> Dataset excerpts
PR #2031, opened 2022-09-12
Update hm2_eth.c

sundtek:
close socket when executing close_board(), shutdown is not enough.

### DIFF
--- a/src/hal/drivers/mesa-hostmot2/hm2_eth.c
+++ b/src/hal/drivers/mesa-hostmot2/hm2_eth.c
@@ -746,19 +746,23 @@ static int init_board(hm2_eth_t *board, const char *board_ip) {
 }
 
 static int close_board(hm2_eth_t *board) {
-
+    int ret;
     board->llio.reset(&board->llio);
 
     if(use_iptables()) clear_iptables();
 
     if(board->req.arp_flags & ATF_PERM) {
-        int ret = ioctl_siocdarp(board);
+        ret = ioctl_siocdarp(board);
         if(ret < 0) perror("ioctl SIOCDARP");
     }
-    int ret = shutdown(board->sockfd, SHUT_RDWR);
-    if (ret < 0)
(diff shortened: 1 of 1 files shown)


petterreinholdtsen:
[sundtek]
> close socket when executing close_board(), shutdown is not enough.

Is there a way to observe the problem caused by not calling close()?
Can we add a test to detect the problem?

Also, are you sure shutdown() is still needed when using close()?
In <URL: https://stackoverflow.com/questions/48208236/tcp-close-vs-shutdown-in-linux-os >

I both read that shutdown() and close() is needed, and that close() will
close both reading and writing as I believe shutdown(board->sockfd, SHUT_RDWR)
is doing, and thus I am unsure.  As far as I can tell, it do not harm to
do both, as there is no writing or reading between shutdown() and close here.

-- 
Happy hacking
Petter Reinholdtsen

sundtek:
as far as I understand shutdown only closes the connection -- but not the socket.

I only spotted the issue when reading through the sources, I do not have a mesa card yet.

petterreinholdtsen:
[sundtek]
> as far as I understand shutdown only closes the connection -- but not
> the socket.

I agree.  My main question is if shutdown() is still needed if close()
is called just after it.

Note, I am not objecting to this change.

-- 
Happy hacking
Petter Reinholdtsen

sundtek:
Considering that this is a UDP socket (connection less) shutdown is not needed at all but doesn't hurt either.

jepler:
Thanks for your contribution! I don't see the harm to this change. (Though the question of whether to eliminate shutdown should be resolved and it would be nice if it could be tested on hardware)

However.. 

It's not particularly important since we rely on rtapi_app exiting to clean up all resources like file descriptors.

pcw-mesa:
I tested this change (start/close LinuxCNC with an Ethernet card about 20 times) 
and it has no obvious effects on behavior

jepler:
Thank you for submitting & testing!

> Description of the task
Copy exactly the lines above, starting at the opening line and finishing at the line in which "if(use_iptables()) clear_iptables();" occurs.

> Answer to the problem
PR #2031, opened 2022-09-12
Update hm2_eth.c

sundtek:
close socket when executing close_board(), shutdown is not enough.

### DIFF
--- a/src/hal/drivers/mesa-hostmot2/hm2_eth.c
+++ b/src/hal/drivers/mesa-hostmot2/hm2_eth.c
@@ -746,19 +746,23 @@ static int init_board(hm2_eth_t *board, const char *board_ip) {
 }
 
 static int close_board(hm2_eth_t *board) {
-
+    int ret;
     board->llio.reset(&board->llio);
 
     if(use_iptables()) clear_iptables();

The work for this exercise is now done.